When the player writes a brief description of the issue, they condense the essential pattern into an explicit narrative structure. Grammar contains and constrains the overwhelming entities, actions, and characterizations of the issue into a finite set of descriptors. The process of writing focuses attention on a few key variables and relationships, so the problem seems more bounded and, therefore, more tractable.

The description also makes assumptions about the problem explicit. In the short statement, the player can see their assumptions in black and white, so they are accessible for understanding, choice making, and action. The issue is bounded, explicit, and accessible.

Step 2. Receive questions without answering.
Each inquirer is free to ask questions about the wicked issue. The questions are intended to challenge assumptions and release constraints held by the player. To be most effective, questions should:

  • Avoid advice
  • Represent the authentic curiosity of the inquirer
  • Allow multiple, open-ended responses
  • Address and/or challenge underlying assumptions and expectations
  • Draw on information and context that is familiar to the player
  • Demonstrate empathy and support for the player, as a caring human being

In virtual contexts, inquirers are invited to write their questions into chat, and the facilitator calls on each one in order to speak their questions aloud. Writing the questions in chat provides an automatic archive, it also allows the facilitator to minimize distraction simplify interactions.

This process continues for approximately fifteen minutes. This step can have profound effects on both the player and the inquirer.

As the player hears the questions, their mental models are disrupted. The expectations and assumptions and constraints that shaped the issue for them are challenged, either explicitly or implicitly. They begin to see the challenge differently. They are also prompted to think of their own questions that might be deeper and more relevant than those of the inquirers. Because they are not allowed to answer, players confront their own defensive tendencies. They are pushed far-from-equilibrium and into cognitive dissonance. Often memories are sparked. Even more often, new options for action emerge.

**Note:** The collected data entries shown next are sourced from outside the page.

PR #3628, opened 2022-12-08
evil-winrm: try workaround idea

noraj:
cf. https://github.com/BlackArch/blackarch/pull/3620#issuecomment-1339237700

### DIFF
--- a/packages/evil-winrm/PKGBUILD
+++ b/packages/evil-winrm/PKGBUILD
@@ -3,7 +3,7 @@
 
 pkgname=evil-winrm
 pkgver=v3.4.r0.g381b126
-pkgrel=3
+pkgrel=4
 epoch=1
 pkgdesc='The ultimate WinRM shell for hacking/pentesting.'
 arch=('any')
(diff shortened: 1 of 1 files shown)


noraj:
@D3vil0p3r Could you try this please?

D3vil0p3r:
> @D3vil0p3r Could you try this please?

Of course yes, I need just some minutes/hour for finishing some activities and I will back with that try

D3vil0p3r:
Hey @noraj sorry for being late.

According to your suggestions, I installed `evil-winrm` from BlackArch repo and as test I created the `/usr/bin/evil-winrm` file as:
```
#!/bin/sh
cd /usr/share/evil-winrm
OPENSSL_CONF=/etc/ssl/evilssl.cnf bundle exec evil-winrm.rb "$@"
```
I removed the `exec` at the beginning of the last line from your suggestion because triggered the error:
```
/usr/bin/evil-winrm: line 3: /usr/share/evil-winrm/OPENSSL_CONF=/etc/ssl/evilssl.cnf: No such file or directory
```
By the way, this editing on the wrapper solved our issue. Indeed by linking it to `evilssl.cnf` (that is the custom OpenSSL config file), it works. By linking to the original OpenSSL config of course file does not.

image

So, this solution works without installing `openssl-1.1`. So, I guess it is possible to solve by editing the wrapper in the manner above inside `PKGBUILD`.

A last note: I see that with this package, each time Evil WinRM is run, there is the following not blocking warning (as you can see from the image above too):
```
fatal: detected dubious ownership in repository at '/usr/share/evil-winrm'
To add an exception for this directory, call:

	git config --global --add safe.directory /usr/share/evil-winrm
```
Is it possible to fix it?

Thank you for your approach.

noraj:
Maybe for the git warning but I PRed upstream to remove the use of git so let's see if they merge it.

D3vil0p3r:
Hello @noptrix, is it possible to merge this PR for fixing the OpenSSL issue that Evil-WinRM suffered all this period?

noptrix:
thank you guys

As an inquirer generates questions, they push the boundaries of assumptions for the player and themselves. Often they see one or more of their own issues reflected in that of the player. They begin to reflect on their own assumptions and expectations, as they frame supportive questions to share aloud. They analyze the issue, first from the point of view of the player, then from other points of view. What is a felt sense? What about a child’s perspective? How might art or literature help? What is in long-ago history, and what might the future hold? Fast and slow, individual and collective, each question challenges the wicked issue and the player’s understanding of it. Inquirers are also prompted by the questions of others. As they hear questions, they imagine new ones to ask. They also take in the question in relation to their own wicked issue, mirroring the experience of the player.

Step 3. Share reflections, insights, and next wise actions.
In the final step of the process, the facilitator turns again to the player. They talk briefly about what they heard, what they thought, and what they feel prompted to do as a result. Sometimes the player focuses on one or more questions that were most resonant with them. Sometimes they describe their experience of receiving questions or share questions they generated in response. Often the player describes a sense of release or expansion or hope, as their prior constraints are challenged and new opportunities emerge.

When the player is complete, others in the group may be invited to share their reflections and responses to the experience. Frequently they, too, discover transformed perspectives and new options for action. 

Since mid-March 2020, members of the HSD community have met weekdays for 20-minute sessions to practice this process.